# Is The Finite Element Method Hard To Learn? The Finite Element Method (FEM) is a powerful numerical technique used to solve complex engineering problems. It has been applied in various fields, such as structural mechanics, fluid dynamics, and electromagnetics.

FEM offers an accurate and efficient way to approximate the behaviour of physical systems by breaking down complicated problems into smaller pieces that we can solve using mathematical equations.

While FEM can appear daunting at first glance, it’s actually quite straightforward once you understand its underlying concepts and principles. However, a good analyst needs to understand the engineering problem thoroughly.

At first, the finite element method and application of finite element analysis might seem easy to a new analyst who can quickly learn the interface of a particular simulation software. However, you need the skill to apply FEM in the right way and to fully understand and complete an engineering simulation well.

In this article, we’ll discuss what FEM is and how easy it is to learn, covering:

• What is FEM?
• Is FEM easy to learn?
• Is FEA easy?
• How useful is the finite element method?
• How can I learn FEM?

## What Is FEM?

The Finite Element Method (FEM) is a numerical technique used to solve complex engineering problems, such as those related to structural mechanics, fluid dynamics, and electromagnetics. It works by breaking the problem into smaller components that can be solved more easily using mathematical equations.

FEM begins by dividing the physical system into multiple elements. Each element is then assigned several numerical parameters that represent its physical properties, such as its shape, size, material composition, and boundary conditions.

The FEM then discretizes the problem domain into a mesh of discrete points.

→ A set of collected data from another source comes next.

PR #4112, opened 2025-04-10
chore(app): Update NumberInput to new designs

ericakdiaz:
## Description

This updates the NumberInput to have an option for the newest designs with a +/- stepper. Since the wider width may not be compatible with older usages, I added an optional prop so that it's opt-in as older ones are migrated. 

See designs here: 
https://www.figma.com/design/BsoKhzDe7Q8OX08owa9DuM/Media-panel-improvements?node-id=5257-141396&m=dev

## Testing

How was this PR tested?

Tested in https://github.com/wandb/core/pull/28695. It should only be enabled in that one place, which is currently behind a ramp flag.


peytonsarmiento (approved):
🙌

Finally, mathematical equations are used to approximate the behaviour of each element based on these numerical parameters and the solution is obtained by combining them together.

This is just a brief overview of FEM. For a much deeper dive, including an investigation of the mathematics that drive FEM, I recommend a more thorough course, such as a dedicated Finite Element Analysis course which you can take on Coursera for free.

## Is FEM Easy To Learn?

FEM is a sophisticated numerical technique that can seem complex at first, but it’s actually quite straightforward once you understand its underlying concepts and principles.

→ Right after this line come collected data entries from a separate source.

PR #5232, opened 2025-08-06
chore(weave): Update codegen to use Stainless CLI

andrewtruong:
Updates codegen to use the Stainless CLI tool instead of a previously included node bundle


tools/codegen/generate.py
```diff
@@ -14,10 +14,21 @@
...
-from __future__ import annotations
+#!/usr/bin/env -S uv run --script
+# /// script
+# dependencies = [
+#     "click==8.2.1",
+#     "httpx==0.28.1",
+#     "tomlkit==0.13.3",
+#     "PyYAML==6.0.2",
+#     "rich==14.0.0",
+# ]
```
neutralino1, line 25: Is this a uv-specific syntax?

tools/codegen/generate.py
```diff
@@ -593,5 +608,11 @@ def _load_config(config_path: str | Path) -> dict[str, Any]:
         return cfg
 
 
+def _random_temp_dir() -> str:
+    ascii_letters_and_digits = string.ascii_letters + string.digits
+    random_string = "".join(random.choices(ascii_letters_and_digits, k=16))
+    return f"tmp/{random_string}"
```
neutralino1: Why not use `tempfile`?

It requires knowledge of calculus, differential equations, linear algebra, and numerical analysis to fully comprehend the method.

In addition, it requires practice and experience to become proficient in using FEM for real-world applications.

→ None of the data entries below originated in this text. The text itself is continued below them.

PR #5237, opened 2025-08-07
chore(weave): Add drop-in replacement for remote_http_trace_server

andrewtruong:


pyproject.toml
andrewtruong, line 1: this change makes the stainless client an optional extra during the opt-in period

weave/trace/weave_init.py
```diff
@@ -207,8 +208,15 @@ def init_weave_disabled() -> InitializedClient:
 def init_weave_get_server(
     api_key: str | None = None,
     should_batch: bool = True,
-) -> remote_http_trace_server.RemoteHTTPTraceServer:
-    res = remote_http_trace_server.RemoteHTTPTraceServer.from_env(should_batch)
+) -> (
+    remote_http_trace_server.RemoteHTTPTraceServer
+    | stainless_trace_server.RemoteHTTPTraceServer
```
neutralino1, line 209: Shouldn't we abstract the interface as an abstract base class? I guess essentially `TraceServerInterface`?

weave/trace_server_bindings/stainless_trace_server.py
```diff
@@ -0,0 +1,838 @@
...
+)
+from weave.utils.retry import _is_retryable_exception, get_current_retry_id, with_retry
+from weave.wandb_interface import project_creator
+
+REMOTE_REQUEST_BYTES_LIMIT = (
+    (32 - 1) * 1024 * 1024
+)  # 32 MiB (real limit) - 1 MiB (buffer)
+
+
+class RemoteHTTPTraceServer(tsi.TraceServerInterface):
```
neutralino1, line 41: There seems to be a lot of duplicated logic with the baseline class. Can we subclass and just override the parts that differ, e.g. setting `_client` to `WeaveTrace`...

neutralino1 (commented):
Main comment is that maybe we could subclass from the existing class and simply override the parts that differ instead of replicating a lot of logic? Is that possible?

weave/trace_server_bindings/stainless_trace_server.py
andrewtruong: The interface is just a protocol, so you have to implement everything anyways.  

The implementation of `stainless_trace_server.py` is intended to look like https://github.com/wandb/weave/blame/andrew/stainless-bindings/weave/trace_server_bindings/remote_http_trace_server.py#L39, just using the Stainless client under the hood

andrewtruong: We could refactor the `RemoteHTTPTraceServer` to share code with this, but seeing as the intent is to remove it in the near future I don't think it's necessary

weave/trace/weave_init.py
andrewtruong: See comment below -- the type here is really a variant of `TraceServerInterface`, but I don't want to change the impl of `RemoteHTTPTraceServer` when we plan on removing it soon.

neutralino1 (approved):

PR #5245, opened 2025-08-08
chore(weave): Update codegen to include new endpoints

andrewtruong:
Adds OTEL, completions, and threads endpoints.

Additionally exposes the `completions` endpoint which was previously hidden


gtarpenning (approved):
This is autogen right?

andrewtruong:
`openapi.json` is generated, the other two are manual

However, with proper guidance and instruction, anyone can learn the basics of FEM in a relatively short period.

Many new engineers starting a career in simulation FEA engineering do not necessarily understand every complex piece of mathematics behind the simulations.

The priority for simulation engineers is to understand their specific engineering problem, appreciate the material properties involved and apply great attention to detail to the boundary conditions and setup of the problem.

Once you become efficient at running accurate simulation problems (verified by real-world tests) you can then dig deeper into the mathematics to elevate your understanding and take your skill to the next level.

As the motto of the Institute Of Mechanical Engineers states, “the best engineers never stop learning”.

## Is FEA Easy?

FEA (Finite Element Analysis) as opposed to FEM (Finite Element Method) is the application of FEM to real work engineering problems.

The answer to whether Finite Element Analysis (FEA) is easy or not depends on the individual and the amount of effort they are willing to put in.

FEA requires a solid understanding of mathematics, physics and computer programming, so it is not necessarily easy for everyone.

It is possible to learn the basics of FEA relatively quickly, but mastery of the method requires diligence and practice. The key is precision and a fundamental understanding of the engineering problem you are trying to solve.

Many novice FEA engineers will apply a mesh to a simulation and hit solve, without fully understanding the boundary conditions and subtle yet important features of an engineering model.

I have found that once you start to think that FEA is easy, check your ego and start looking for problems in your simulations. Complacency is detrimental to an accurate simulation of a model.

In FEA, finite element models of a structure are created using computer programs. The model is then ‘solved’ with an analysis program to determine how the structure behaves under different loading scenarios. This process involves understanding and manipulating a range of mathematical equations and algorithms which can be quite complex.

For those with a firm foundation in mathematics and physics, FEA can be straightforward. However, the complexity of the method means that it doesn’t come naturally to everyone. It is possible for someone with no prior knowledge of FEA to learn how to use it, but it would require considerable effort and dedication.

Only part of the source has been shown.